• [Goal of the exercise]: The required result is the number of lines below that hold the word "characters", stated without anything else.

--- Task material Enclosed Below ---

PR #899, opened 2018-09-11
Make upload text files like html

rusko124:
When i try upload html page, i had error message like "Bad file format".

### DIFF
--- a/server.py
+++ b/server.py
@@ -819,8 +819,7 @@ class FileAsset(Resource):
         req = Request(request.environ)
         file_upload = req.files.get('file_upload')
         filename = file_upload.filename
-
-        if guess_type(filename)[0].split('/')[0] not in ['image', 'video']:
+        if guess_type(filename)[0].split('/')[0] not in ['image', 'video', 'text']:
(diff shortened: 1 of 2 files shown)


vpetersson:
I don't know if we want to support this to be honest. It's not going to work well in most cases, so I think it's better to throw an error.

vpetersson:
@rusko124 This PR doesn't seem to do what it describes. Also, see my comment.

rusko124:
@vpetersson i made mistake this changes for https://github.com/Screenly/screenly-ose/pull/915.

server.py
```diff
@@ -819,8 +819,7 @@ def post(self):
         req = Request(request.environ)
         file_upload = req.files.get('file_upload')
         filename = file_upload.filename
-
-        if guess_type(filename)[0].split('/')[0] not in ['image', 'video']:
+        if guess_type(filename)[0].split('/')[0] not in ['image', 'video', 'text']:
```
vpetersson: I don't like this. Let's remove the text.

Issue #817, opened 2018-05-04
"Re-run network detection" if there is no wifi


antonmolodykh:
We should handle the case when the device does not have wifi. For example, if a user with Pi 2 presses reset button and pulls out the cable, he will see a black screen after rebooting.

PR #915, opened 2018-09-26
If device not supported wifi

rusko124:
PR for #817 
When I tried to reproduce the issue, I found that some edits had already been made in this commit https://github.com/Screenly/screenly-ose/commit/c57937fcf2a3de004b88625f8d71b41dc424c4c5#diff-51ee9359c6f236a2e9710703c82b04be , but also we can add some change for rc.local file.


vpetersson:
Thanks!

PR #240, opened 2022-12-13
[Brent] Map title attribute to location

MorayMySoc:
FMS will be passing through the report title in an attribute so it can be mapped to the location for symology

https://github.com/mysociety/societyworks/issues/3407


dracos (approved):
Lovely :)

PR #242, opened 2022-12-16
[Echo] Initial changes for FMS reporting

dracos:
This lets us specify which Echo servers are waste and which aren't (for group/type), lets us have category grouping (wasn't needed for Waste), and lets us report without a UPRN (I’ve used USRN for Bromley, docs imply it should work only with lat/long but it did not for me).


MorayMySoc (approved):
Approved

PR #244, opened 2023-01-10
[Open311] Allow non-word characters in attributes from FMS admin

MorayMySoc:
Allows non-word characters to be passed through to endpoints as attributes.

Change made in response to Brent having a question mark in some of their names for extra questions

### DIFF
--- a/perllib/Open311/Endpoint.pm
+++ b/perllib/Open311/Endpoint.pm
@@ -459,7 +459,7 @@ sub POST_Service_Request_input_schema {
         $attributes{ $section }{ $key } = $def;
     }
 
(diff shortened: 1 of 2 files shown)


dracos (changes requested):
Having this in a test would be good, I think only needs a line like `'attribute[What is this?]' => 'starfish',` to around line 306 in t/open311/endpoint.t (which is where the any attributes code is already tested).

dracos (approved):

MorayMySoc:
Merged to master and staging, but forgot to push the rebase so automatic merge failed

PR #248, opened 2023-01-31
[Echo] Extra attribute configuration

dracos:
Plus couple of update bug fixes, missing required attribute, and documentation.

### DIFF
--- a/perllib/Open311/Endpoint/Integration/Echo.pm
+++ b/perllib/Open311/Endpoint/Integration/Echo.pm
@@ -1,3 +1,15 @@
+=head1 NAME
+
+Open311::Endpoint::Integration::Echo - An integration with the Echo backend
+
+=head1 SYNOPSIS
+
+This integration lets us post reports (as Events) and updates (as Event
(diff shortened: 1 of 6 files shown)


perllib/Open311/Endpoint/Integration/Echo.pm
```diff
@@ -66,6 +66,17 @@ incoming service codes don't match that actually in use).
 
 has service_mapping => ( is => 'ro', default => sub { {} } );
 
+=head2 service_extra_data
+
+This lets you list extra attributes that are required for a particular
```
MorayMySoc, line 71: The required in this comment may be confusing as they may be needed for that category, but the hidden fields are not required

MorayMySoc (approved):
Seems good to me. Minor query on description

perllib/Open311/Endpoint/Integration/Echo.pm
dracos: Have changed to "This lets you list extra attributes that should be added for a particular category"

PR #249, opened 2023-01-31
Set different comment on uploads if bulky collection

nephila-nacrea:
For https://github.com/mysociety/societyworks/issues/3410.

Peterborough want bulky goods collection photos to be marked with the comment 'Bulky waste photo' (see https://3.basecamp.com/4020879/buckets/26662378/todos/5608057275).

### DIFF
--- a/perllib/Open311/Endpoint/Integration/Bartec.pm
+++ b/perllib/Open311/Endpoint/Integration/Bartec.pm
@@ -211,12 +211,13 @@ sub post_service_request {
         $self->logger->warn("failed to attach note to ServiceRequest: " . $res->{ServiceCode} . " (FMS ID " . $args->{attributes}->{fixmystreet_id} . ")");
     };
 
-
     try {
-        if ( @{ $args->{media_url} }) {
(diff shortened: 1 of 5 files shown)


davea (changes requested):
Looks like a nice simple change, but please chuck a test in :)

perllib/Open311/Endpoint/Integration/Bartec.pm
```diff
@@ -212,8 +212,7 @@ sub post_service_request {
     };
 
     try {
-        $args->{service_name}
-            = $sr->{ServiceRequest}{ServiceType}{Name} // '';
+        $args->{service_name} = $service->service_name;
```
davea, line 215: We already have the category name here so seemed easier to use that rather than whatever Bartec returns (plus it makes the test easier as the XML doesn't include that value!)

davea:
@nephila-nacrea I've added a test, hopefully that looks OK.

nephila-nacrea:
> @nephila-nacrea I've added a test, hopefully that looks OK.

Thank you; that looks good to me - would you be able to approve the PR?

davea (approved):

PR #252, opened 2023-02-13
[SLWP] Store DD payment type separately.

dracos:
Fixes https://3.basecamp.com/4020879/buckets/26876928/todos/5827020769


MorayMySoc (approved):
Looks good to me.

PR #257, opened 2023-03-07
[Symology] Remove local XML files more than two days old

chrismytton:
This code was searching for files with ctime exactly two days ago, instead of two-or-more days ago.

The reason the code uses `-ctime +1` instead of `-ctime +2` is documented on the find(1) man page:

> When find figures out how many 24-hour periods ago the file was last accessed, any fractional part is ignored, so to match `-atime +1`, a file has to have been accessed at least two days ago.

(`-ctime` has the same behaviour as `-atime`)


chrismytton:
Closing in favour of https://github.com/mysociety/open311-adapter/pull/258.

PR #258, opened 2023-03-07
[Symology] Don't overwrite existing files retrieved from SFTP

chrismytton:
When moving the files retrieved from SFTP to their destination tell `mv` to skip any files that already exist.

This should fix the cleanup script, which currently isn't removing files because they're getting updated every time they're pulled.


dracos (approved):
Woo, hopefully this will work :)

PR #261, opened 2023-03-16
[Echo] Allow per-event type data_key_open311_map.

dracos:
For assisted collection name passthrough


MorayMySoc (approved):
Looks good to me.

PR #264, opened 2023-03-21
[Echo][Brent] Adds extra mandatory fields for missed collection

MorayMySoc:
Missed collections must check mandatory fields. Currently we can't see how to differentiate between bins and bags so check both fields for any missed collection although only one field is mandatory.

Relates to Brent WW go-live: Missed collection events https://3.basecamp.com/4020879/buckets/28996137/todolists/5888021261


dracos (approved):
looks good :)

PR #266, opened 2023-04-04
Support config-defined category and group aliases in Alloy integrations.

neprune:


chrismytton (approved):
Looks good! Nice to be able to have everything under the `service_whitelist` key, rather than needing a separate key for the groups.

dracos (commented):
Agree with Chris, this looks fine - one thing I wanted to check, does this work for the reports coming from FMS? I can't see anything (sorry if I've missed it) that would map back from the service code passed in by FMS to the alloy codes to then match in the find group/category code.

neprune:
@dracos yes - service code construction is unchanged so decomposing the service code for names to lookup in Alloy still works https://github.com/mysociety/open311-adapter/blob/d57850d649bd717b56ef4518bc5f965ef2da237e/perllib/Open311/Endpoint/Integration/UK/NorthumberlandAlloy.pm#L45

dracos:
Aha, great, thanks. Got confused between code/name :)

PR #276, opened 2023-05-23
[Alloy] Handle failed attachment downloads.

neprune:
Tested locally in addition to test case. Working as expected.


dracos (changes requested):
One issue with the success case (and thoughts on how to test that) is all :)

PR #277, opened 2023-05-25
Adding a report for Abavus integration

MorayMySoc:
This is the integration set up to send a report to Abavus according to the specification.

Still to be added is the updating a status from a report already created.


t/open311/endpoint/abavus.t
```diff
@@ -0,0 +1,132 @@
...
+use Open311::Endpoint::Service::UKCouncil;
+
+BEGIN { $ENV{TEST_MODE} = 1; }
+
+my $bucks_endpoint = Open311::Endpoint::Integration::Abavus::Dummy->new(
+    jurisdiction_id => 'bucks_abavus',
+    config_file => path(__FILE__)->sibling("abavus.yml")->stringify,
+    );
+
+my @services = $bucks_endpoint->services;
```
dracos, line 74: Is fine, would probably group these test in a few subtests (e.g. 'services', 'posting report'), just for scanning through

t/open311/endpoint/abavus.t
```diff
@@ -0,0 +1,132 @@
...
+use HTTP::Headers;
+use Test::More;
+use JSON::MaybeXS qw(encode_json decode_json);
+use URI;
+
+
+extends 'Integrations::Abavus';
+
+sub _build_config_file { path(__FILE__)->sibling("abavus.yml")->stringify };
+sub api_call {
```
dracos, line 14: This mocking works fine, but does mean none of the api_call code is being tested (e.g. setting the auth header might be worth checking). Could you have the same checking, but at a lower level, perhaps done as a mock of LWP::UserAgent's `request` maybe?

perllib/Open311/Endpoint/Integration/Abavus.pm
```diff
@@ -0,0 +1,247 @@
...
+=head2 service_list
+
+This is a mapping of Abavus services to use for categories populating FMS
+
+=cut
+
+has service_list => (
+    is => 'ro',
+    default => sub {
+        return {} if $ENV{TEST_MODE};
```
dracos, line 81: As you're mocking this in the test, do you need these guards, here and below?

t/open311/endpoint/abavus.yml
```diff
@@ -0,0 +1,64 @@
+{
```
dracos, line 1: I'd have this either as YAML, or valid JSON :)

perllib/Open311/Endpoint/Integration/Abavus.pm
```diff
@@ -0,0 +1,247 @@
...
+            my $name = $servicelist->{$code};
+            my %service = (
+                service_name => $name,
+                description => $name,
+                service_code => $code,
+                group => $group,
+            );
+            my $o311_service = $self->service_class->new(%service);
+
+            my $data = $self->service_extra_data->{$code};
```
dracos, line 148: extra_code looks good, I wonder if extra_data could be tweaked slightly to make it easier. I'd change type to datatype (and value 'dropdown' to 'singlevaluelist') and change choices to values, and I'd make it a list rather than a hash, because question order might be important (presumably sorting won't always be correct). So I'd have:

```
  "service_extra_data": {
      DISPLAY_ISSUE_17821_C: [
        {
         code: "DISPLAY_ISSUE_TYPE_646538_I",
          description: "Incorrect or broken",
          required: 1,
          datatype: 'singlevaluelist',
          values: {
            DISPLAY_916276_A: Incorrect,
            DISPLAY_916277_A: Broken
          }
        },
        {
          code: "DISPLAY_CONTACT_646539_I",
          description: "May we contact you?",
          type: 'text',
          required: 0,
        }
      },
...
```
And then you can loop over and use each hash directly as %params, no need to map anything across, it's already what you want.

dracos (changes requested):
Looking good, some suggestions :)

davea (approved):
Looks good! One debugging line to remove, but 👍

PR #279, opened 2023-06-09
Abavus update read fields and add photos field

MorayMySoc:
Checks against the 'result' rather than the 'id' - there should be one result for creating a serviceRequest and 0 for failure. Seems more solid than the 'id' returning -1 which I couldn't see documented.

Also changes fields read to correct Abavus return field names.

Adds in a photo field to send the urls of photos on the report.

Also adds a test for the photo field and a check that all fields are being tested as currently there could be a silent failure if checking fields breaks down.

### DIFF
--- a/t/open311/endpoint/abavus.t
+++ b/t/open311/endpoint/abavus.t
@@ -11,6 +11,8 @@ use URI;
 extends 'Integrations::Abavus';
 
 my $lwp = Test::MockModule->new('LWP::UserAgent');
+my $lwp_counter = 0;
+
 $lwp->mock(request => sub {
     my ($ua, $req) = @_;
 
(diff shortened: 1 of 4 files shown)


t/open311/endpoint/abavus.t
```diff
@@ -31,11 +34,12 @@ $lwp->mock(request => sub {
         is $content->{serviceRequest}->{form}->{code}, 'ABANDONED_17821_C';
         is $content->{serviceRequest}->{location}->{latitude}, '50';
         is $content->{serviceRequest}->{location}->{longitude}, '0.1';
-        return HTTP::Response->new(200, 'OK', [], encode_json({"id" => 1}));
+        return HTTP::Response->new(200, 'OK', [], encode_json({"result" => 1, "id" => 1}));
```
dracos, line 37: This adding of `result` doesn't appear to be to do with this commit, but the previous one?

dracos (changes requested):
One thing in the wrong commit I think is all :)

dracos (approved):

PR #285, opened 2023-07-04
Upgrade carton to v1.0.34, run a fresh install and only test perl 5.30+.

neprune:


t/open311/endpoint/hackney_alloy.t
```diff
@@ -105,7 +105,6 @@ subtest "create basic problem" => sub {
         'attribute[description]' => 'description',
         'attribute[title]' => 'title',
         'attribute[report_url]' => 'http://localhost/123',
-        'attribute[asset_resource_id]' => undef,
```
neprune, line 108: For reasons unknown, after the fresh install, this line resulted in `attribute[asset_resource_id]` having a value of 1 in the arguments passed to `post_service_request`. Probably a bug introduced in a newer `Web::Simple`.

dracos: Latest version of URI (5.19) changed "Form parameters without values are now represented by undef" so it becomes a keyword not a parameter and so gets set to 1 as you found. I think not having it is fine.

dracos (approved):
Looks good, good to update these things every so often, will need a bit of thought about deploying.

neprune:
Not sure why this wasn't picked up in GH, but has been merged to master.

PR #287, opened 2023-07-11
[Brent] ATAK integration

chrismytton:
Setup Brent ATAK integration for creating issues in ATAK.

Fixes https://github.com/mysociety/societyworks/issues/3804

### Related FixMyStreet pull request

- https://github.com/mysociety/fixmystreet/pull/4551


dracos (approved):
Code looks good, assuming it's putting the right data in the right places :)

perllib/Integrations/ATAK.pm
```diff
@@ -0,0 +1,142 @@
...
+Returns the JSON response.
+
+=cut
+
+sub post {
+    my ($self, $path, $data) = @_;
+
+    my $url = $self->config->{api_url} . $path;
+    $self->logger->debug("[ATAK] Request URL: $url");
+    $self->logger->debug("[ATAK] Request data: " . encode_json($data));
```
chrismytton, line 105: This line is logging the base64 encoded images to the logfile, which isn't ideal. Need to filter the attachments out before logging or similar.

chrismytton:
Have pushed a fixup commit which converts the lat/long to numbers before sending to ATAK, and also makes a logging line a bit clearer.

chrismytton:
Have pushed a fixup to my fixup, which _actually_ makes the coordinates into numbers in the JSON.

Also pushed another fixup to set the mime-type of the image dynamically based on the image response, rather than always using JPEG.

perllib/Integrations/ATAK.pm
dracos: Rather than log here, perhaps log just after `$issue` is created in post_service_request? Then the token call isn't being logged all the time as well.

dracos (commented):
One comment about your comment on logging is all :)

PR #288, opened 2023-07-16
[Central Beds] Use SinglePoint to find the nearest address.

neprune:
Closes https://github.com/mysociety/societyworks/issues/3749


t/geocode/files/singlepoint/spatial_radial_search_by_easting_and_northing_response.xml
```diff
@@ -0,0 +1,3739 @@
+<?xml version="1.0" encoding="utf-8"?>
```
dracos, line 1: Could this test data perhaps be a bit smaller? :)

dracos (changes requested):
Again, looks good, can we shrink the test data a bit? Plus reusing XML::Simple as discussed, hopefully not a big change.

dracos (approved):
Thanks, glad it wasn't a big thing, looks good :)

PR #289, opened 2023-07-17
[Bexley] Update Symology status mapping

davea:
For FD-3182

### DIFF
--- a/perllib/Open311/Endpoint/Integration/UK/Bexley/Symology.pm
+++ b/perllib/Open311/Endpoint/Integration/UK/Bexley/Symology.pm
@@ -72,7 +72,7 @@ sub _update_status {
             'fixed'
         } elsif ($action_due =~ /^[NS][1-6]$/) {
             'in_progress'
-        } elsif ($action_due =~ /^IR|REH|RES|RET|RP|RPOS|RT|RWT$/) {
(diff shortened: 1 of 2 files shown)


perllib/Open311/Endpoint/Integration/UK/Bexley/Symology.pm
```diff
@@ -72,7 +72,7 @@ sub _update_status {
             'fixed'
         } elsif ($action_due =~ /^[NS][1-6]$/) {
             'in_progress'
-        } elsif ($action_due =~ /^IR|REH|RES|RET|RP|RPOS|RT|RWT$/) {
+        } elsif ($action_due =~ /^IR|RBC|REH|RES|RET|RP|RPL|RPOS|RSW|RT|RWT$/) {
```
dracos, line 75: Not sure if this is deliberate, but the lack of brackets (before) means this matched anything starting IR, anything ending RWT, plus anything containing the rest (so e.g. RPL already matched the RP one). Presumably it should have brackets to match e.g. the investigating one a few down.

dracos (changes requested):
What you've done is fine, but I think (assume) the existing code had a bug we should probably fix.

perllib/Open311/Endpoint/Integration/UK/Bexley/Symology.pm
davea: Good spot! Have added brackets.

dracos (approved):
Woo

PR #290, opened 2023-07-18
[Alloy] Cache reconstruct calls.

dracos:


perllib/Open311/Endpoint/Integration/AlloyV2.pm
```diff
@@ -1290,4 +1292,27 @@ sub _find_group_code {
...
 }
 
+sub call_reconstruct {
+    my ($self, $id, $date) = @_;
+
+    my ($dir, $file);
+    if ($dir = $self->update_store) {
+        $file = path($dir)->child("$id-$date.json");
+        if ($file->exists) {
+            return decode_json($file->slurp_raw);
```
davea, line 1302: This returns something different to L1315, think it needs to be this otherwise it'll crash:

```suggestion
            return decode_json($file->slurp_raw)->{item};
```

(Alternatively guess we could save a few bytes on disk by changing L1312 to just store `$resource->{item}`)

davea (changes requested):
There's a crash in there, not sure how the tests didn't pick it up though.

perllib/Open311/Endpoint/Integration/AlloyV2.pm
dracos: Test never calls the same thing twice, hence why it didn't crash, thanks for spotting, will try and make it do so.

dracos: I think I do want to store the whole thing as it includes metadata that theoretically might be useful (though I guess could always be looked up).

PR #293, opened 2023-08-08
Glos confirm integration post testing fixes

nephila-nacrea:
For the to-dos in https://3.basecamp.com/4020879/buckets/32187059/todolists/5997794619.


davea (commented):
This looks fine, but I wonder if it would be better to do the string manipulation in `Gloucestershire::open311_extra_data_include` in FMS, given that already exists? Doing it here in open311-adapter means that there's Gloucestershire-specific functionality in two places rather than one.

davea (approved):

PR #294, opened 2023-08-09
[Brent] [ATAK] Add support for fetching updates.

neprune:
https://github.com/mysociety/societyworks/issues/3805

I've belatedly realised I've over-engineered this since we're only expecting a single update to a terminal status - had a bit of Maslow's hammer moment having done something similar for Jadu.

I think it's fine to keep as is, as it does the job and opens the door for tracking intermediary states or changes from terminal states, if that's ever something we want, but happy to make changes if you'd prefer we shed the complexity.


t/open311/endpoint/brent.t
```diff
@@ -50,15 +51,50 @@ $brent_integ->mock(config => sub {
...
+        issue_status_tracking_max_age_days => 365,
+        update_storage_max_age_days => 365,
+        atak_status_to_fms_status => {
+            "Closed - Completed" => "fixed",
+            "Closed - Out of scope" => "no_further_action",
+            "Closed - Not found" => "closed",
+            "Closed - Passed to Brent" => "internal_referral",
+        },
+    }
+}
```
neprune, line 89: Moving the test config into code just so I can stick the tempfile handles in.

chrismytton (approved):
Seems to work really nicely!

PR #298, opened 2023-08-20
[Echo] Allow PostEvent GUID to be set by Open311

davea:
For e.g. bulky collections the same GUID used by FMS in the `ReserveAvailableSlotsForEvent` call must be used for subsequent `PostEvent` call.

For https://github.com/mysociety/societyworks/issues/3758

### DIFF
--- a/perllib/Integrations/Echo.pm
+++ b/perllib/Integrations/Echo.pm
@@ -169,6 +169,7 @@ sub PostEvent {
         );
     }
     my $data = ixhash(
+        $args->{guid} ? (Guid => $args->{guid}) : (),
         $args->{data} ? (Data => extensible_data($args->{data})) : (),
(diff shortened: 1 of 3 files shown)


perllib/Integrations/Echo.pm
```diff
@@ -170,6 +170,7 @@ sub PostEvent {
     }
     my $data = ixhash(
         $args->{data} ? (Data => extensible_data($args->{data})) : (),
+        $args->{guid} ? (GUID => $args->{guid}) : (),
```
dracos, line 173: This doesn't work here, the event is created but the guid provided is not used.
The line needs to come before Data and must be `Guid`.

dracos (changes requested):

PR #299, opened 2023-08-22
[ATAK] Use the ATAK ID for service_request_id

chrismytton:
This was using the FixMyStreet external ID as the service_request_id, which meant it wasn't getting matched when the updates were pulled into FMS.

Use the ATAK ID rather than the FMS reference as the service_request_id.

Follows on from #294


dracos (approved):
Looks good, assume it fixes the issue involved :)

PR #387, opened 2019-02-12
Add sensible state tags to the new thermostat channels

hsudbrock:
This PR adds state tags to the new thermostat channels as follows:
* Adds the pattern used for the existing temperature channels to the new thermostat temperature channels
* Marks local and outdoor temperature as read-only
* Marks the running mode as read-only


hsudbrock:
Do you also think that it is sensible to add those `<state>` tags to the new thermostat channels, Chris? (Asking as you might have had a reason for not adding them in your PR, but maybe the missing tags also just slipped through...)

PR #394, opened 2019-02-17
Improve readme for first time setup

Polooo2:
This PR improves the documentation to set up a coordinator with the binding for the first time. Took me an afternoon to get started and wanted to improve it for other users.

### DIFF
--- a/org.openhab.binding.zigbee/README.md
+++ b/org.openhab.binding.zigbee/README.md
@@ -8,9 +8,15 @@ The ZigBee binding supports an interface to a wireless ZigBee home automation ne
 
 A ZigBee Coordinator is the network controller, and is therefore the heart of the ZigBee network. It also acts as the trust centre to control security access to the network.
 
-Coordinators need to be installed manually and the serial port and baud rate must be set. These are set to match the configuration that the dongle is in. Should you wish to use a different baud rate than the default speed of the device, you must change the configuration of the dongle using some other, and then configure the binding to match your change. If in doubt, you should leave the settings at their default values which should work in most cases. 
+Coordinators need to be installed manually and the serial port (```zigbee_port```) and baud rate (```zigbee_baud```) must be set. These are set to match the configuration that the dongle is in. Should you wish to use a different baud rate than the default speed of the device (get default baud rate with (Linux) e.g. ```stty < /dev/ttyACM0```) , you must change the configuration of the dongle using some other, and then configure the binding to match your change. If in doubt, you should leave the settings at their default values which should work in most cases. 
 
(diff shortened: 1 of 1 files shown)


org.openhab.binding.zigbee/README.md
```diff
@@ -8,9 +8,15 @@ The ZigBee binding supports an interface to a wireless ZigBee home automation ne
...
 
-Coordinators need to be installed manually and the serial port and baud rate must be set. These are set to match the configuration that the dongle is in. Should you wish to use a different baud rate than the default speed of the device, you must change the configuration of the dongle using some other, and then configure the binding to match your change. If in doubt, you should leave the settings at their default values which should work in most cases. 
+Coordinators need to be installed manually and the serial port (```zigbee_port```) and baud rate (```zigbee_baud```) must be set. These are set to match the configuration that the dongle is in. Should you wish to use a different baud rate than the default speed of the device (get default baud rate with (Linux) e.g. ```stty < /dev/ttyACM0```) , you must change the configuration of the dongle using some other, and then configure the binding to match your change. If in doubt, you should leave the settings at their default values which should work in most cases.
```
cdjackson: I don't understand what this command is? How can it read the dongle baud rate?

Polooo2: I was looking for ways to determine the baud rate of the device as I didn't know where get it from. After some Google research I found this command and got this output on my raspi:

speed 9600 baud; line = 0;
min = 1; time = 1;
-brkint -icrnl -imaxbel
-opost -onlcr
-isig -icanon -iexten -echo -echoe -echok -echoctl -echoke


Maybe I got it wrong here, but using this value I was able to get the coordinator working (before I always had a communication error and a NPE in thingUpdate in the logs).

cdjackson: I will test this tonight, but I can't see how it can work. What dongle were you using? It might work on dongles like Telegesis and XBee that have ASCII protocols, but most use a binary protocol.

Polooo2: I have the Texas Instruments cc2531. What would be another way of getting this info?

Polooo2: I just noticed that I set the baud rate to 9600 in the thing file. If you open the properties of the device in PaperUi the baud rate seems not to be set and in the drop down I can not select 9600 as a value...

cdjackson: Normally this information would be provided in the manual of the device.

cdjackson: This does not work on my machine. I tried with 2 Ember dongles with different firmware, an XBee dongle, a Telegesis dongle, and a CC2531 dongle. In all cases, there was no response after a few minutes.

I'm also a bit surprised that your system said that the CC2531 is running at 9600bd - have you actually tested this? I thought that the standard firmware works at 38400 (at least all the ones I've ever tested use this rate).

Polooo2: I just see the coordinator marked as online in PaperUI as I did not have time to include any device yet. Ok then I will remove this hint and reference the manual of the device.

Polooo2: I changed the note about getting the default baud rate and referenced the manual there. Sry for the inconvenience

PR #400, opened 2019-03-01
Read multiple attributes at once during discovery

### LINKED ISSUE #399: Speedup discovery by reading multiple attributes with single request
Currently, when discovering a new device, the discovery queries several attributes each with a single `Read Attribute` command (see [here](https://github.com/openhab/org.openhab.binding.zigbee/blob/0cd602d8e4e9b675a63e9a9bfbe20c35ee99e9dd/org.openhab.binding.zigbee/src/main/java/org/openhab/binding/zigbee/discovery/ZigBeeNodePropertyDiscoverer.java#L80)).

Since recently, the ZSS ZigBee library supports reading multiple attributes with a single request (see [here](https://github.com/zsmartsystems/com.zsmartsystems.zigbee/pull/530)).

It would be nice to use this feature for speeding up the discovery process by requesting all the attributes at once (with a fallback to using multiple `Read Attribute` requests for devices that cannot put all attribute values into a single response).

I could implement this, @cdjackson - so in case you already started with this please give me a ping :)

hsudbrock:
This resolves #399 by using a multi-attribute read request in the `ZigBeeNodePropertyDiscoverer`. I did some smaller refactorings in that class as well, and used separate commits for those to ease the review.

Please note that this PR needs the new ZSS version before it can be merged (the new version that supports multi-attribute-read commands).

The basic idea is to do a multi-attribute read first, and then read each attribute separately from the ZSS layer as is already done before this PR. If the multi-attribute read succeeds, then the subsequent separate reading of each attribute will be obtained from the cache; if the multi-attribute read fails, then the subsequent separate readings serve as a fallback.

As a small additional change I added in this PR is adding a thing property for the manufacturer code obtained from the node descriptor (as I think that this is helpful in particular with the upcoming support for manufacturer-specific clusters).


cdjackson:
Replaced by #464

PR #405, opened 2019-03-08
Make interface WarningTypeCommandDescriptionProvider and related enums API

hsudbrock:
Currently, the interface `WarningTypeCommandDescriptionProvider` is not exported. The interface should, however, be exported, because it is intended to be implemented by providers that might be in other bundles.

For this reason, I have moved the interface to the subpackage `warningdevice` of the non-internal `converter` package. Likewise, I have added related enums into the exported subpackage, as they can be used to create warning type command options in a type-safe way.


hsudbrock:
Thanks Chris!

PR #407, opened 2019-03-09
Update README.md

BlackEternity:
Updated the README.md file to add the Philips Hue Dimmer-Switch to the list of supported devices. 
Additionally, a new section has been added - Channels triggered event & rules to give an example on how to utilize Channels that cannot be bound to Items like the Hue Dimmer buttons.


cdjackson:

--- End of Enclosed Task material ---

• [Worked solution]: 2